The example above assumes that the firm has surplus cash. But what if that's not the case? If we assume no change in investment policy and capital structure, then the only way to raise more cash is to issue new shares. But this method can dilute the ownership percentage of existing shareholders. Still, there is no change in shareholders' wealth, because the capital loss from dilution is offset by the extra cash received as dividends.
In theory, management and shareholders should be indifferent between dividends and share repurchases. But this may not hold in practice, where considerations such as taxes, transaction costs, and signalling effects come into play. For instance, capital gains taxes are treated differently from dividend taxes, though the exact difference depends on the specific tax code of the country in question. Management may prefer one over the other for signalling reasons. They may also prefer repurchases to remain flexible, or they may prefer dividends to discipline themselves from careless spending. The same rationale applies to shareholders: some may prefer dividends for the regular income stream, while others may prefer repurchases for the tax advantages.

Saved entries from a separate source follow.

PR #384, opened 2025-08-14
[Vault] Cipher Versioning POC 

gbubemismith:
## ⏰ Reminders before review

- CI builds passed
  team

## 🦮 Reviewer guidelines

### DIFF
--- a/crates/bitwarden-api-api/src/models/cipher_request_model.rs
+++ b/crates/bitwarden-api-api/src/models/cipher_request_model.rs
@@ -51,6 +51,12 @@ pub struct CipherRequestModel {
     pub secure_note: Option<Box<models::CipherSecureNoteModel>>,
     #[serde(rename = "sshKey", skip_serializing_if = "Option::is_none")]
     pub ssh_key: Option<Box<models::CipherSshKeyModel>>,
+    /// The version of the cipher data. Default is 1 for backward compatibility.
+    #[serde(rename = "version", skip_serializing_if = "Option::is_none")]
+    pub version: Option<i32>,
+    /// Opaque data for versioned clients.
+    #[serde(rename = "data", skip_serializing_if = "Option::is_none")]
+    pub data: Option<String>,
     #[serde(
         rename = "lastKnownRevisionDate",
         skip_serializing_if = "Option::is_none"
@@ -79,6 +85,8 @@ impl CipherRequestModel {
             identity: None,
             secure_note: None,
             ssh_key: None,
+            version: None,
+            data: None,
             last_known_revision_date: None,
         }
     }
--- a/crates/bitwarden-vault/src/cipher/migrations/registry.rs
+++ b/crates/bitwarden-vault/src/cipher/migrations/registry.rs
@@ -1,0 +1,64 @@
+use bitwarden_core::key_management::{KeyIds, SymmetricKeyId};
+use bitwarden_crypto::KeyStoreContext;
+
+use crate::{
+    migrations::versions::{V1ToV2Migration, V2ToV3Migration},
+    CipherError,
+};
+
+pub trait Migration {
+    fn from_version(&self) -> u32;
+    fn to_version(&self) -> u32;
+    fn migrate(
+        &self,
+        cipher_data: &mut serde_json::Value,
+        ctx: Option<&mut KeyStoreContext<KeyIds>>,
+        cipher_key: Option<SymmetricKeyId>,
+    ) -> Result<(), CipherError>; // this can be migration error
+}
+
+pub struct MigrationRegistry {
+    migrations: Vec<Box<dyn Migration>>,
+}
+
+impl MigrationRegistry {
+    pub fn new() -> Self {
+        let mut registry = Self {
+            migrations: Vec::new(),
+        };
+
+        // something like this
+        registry.register(Box::new(V1ToV2Migration));
+        registry.register(Box::new(V2ToV3Migration));
+
+        registry
+    }
+
+    pub fn register(&mut self, migration: Box<dyn Migration>) {
+        self.migrations.push(migration);
+    }
+
+    pub fn migrate(
+        &self,
+        cipher_data: &mut serde_json::Value,
+        from_version: u32,
+        to_version: u32,
+        mut ctx: Option<&mut KeyStoreContext<KeyIds>>,
+        cipher_key: Option<SymmetricKeyId>,
+    ) -> Result<(), CipherError> {
+        let mut current_version = from_version;
+
+        while current_version < to_version {
+            let migration = self
+                .migrations
+                .iter()
+                .find(|m| m.from_version() == current_version)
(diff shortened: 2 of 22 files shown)


crates/bitwarden-vault/src/cipher/migrations/registry.rs
```diff
@@ -0,0 +1,64 @@
...
+        let mut current_version = source_version;
+
+        while current_version < target_version {
+            let migration = self
+                .migrations
+                .iter()
+                .find(|m| m.source_version() == current_version)
+                .ok_or(CipherError::UnsupportedCipherVersion(current_version))?;
+
+            migration.migrate(cipher_data, ctx.as_deref_mut(), cipher_key)?;
```
nick-livefront, line 58: This is hard for me to conceptualize when or why this would happen, but I'll throw it out there. 

What would be the experience if a migration were to fail? I would imagine that there would be some ciphers that have migrated and some that have not. It's hard to say why this would happen and maybe we don't know that it ever would.

gbubemismith: Yeah, good question. I thought about this, but didn't capture it in this POC. We might have migration failures in cases where we need to decrypt or encrypt and then encounter a failure. The way I'll address this is to create a back up before migration and then if we encounter an error we restore the backup on failure

nick-livefront: 👍 Good idea on the backup! That probably is the most straight forward approach. Being in a partial state could spin up any number of edge cases.

crates/bitwarden-vault/src/cipher/migrations/versions/v2_to_v3.rs
```diff
@@ -0,0 +1,118 @@
...
+            for fido2_credential in fido2_credentials {
+                if let Some(credential_id_str) = fido2_credential
+                    .get("credentialId")
+                    .and_then(|v| v.as_str())
+                {
+                    let enc_string: EncString = credential_id_str.parse()?;
+                    let dec_credential_id: String = enc_string.decrypt(ctx, ciphers_key)?;
+                    let b64_credential_id = BASE64_STANDARD.encode(&dec_credential_id);
+                    let enc_credential_id: EncString =
+                        b64_credential_id.encrypt(ctx, ciphers_key)?;
```
coroiu, line 43: issue: I think this migration does a good job as an example of how one would modify a field, but the what it actually does (since this is a real example) is wrong. Probably don't need to fix it in the PoC, but this should not be merged to production as-is.

**What it does:**
It takes the UUID as a string directly and encodes the Unicode bytes as B64 i.e. `UUID -> B64`.
E.g. the UUID standard format `0000 ...` will be converted to the unicode bytes `0x30 0x30 0x30 0x30 ...` and saved as B64

**What it should do:**
Take the UUID standard format and convert it into raw format e.g. `0000 ...` means `0x00 0x00` and then save that as B64. There are already existing examples and functions for this so you don't need to write your own :)

gbubemismith: Oh nice, Thanks for pointing that out

crates/bitwarden-api-api/src/models/cipher_request_model.rs
```diff
@@ -51,6 +51,12 @@ pub struct CipherRequestModel {
     pub secure_note: Option<Box<models::CipherSecureNoteModel>>,
     #[serde(rename = "sshKey", skip_serializing_if = "Option::is_none")]
     pub ssh_key: Option<Box<models::CipherSshKeyModel>>,
+    /// The version of the cipher data. Default is 1 for backward compatibility.
+    #[serde(rename = "version", skip_serializing_if = "Option::is_none")]
+    pub version: Option<i32>,
```
nikwithak, line 56: 🤔 Is there any important distinction between `version: Some(1)` and `version: None`? If not then you could use `serde(default = )`to default it to 1 and ditch the `Option`.

This would mean writing `version: 1` on save - would that matter for older clients, or do they already safely ignore unknown fields?

crates/bitwarden-vault/src/cipher/migrations/versions/v1_to_v2.rs
```diff
@@ -0,0 +1,54 @@
...
+            if !obj.contains_key("SecurityQuestions") {
+                obj.insert(
+                    "SecurityQuestions".to_string(),
+                    serde_json::Value::Array(vec![]),
+                );
+            }
+        }
+
+        Ok(())
+    }
```
nikwithak, line 33: 💭 I'm still digging through the feature docs elsewhere, but here are some brainstorming / initial thoughts:

Where is the spec defined for each version - should we maintain a spec for each version inside the SDK code?

From this code it looks like each version will have a structured schema that we want to be able to enforce / verify - Rust's typing system is really good for this type of migration. I would suggest it defining each version as its own structured data type.

A few benefits of this would be:

* make the code a little bit safer & error-resistant for invalid or mispelled keys.
* Give us a place in the SDK code where the version schemas are strictly defined, making interfacing with the data elsewhere in the SDK easier and more maintainable.
* We could potentially create an `enum CipherData { .... }`, and consolidate some split-versioning logic to that struct.
    * Perhaps adding getters for consistent data access between versions.
* We could skip the need for these isolated `Migration` structs, in favor of something like `impl From<CipherDataV1> for CipherDataV2 {...}` (or `TryFrom`, if we anticipate the possibility of errors - ref: @nick-livefront's [comment above](https://github.com/bitwarden/sdk-internal/pull/384/files#r2277666176))

If we have a need for unstructured elements in the version as well, we could use `#[serde(flatten)]` to create a catch-all for unmatched values, as shown in [this example](https://github.com/serde-rs/serde/issues/941#issuecomment-375486935)

crates/bitwarden-vault/src/cipher/migrations/versions/v1_to_v2.rs
```diff
@@ -0,0 +1,54 @@
...
+            "Uris": [],
+            "Totp": null
+        });
+
+        V1ToV2Migration.migrate(&mut data, None, None).unwrap();
+
+        assert!(data.get("SecurityQuestions").is_some());
+        assert_eq!(data["SecurityQuestions"], serde_json::json!([]));
+    }
+}
```
nikwithak, line 54: ⛏️ Would it be benficial to store some `.json` files with some actual test-data to verify the before/after for various cipher types?

crates/bitwarden-api-api/src/models/cipher_request_model.rs
nikwithak, line 56: Since the `version` field indicates the version of the data itself, would it make sense to store this as part of the `data` object itself?

gbubemismith: Yeah, that's what we have decided to go with. I have that changed stashed locally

Although payout policy does not affect shareholder value: it doesn't matter whether a company pays dividends or buys back shares, it does matter when a company decides to pay out its surplus cash. Young firms may be more inclined to reinvest their cash in growth opportunities, while mature firms may be more inclined to pay out their cash to keep their stock prices strong and stable. The following questions can help management decide when to pay out cash:
One worthy mention is opportunity cost. Companies that are cash rich but have no positive NPV projects may be better off paying out their cash to shareholders, who can then invest it in other companies with better growth prospects. Regularly paying out cash is also good corporate governance practice, as it signals to investors that the company is well-managed and has their best interests at heart.